__The problem__
Throughout the entries below, report every line where "ExamPage" is found.
Material for this exercise: Begin
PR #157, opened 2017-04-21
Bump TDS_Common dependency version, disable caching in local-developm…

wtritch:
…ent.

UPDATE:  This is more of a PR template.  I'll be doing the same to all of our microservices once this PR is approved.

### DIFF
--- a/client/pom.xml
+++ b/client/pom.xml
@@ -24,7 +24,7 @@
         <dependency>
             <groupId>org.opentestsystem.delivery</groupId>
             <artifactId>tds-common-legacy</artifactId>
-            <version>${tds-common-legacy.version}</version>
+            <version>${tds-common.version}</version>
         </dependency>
Material for this exercise: End
Material for this exercise: Begin
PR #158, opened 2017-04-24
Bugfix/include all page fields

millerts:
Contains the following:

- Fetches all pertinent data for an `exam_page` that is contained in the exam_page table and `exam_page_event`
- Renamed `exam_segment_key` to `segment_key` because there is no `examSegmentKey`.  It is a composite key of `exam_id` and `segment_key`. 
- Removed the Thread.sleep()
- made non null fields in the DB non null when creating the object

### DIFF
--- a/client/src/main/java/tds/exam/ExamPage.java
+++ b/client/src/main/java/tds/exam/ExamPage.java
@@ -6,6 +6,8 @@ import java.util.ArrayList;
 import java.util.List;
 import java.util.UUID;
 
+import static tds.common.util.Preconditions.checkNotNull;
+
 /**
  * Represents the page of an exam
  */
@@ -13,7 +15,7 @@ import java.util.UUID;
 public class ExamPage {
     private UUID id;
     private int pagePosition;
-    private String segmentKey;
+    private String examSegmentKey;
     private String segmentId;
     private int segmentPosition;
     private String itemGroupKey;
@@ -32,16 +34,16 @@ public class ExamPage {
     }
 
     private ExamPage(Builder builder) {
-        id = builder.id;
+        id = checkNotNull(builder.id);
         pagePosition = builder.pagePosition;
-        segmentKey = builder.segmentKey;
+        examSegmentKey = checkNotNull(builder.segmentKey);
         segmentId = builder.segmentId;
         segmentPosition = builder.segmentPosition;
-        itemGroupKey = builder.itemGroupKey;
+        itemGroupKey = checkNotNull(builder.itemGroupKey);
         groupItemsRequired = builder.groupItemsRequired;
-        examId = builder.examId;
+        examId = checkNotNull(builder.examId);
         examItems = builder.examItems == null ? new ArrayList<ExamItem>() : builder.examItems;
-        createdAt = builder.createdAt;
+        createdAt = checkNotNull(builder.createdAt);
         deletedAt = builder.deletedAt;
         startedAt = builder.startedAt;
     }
Material for this exercise: End
__Answer for this exercise__
--- a/client/src/main/java/tds/exam/ExamPage.java
+++ b/client/src/main/java/tds/exam/ExamPage.java
 public class ExamPage {
@@ -32,16 +34,16 @@ public class ExamPage {
     private ExamPage(Builder builder) {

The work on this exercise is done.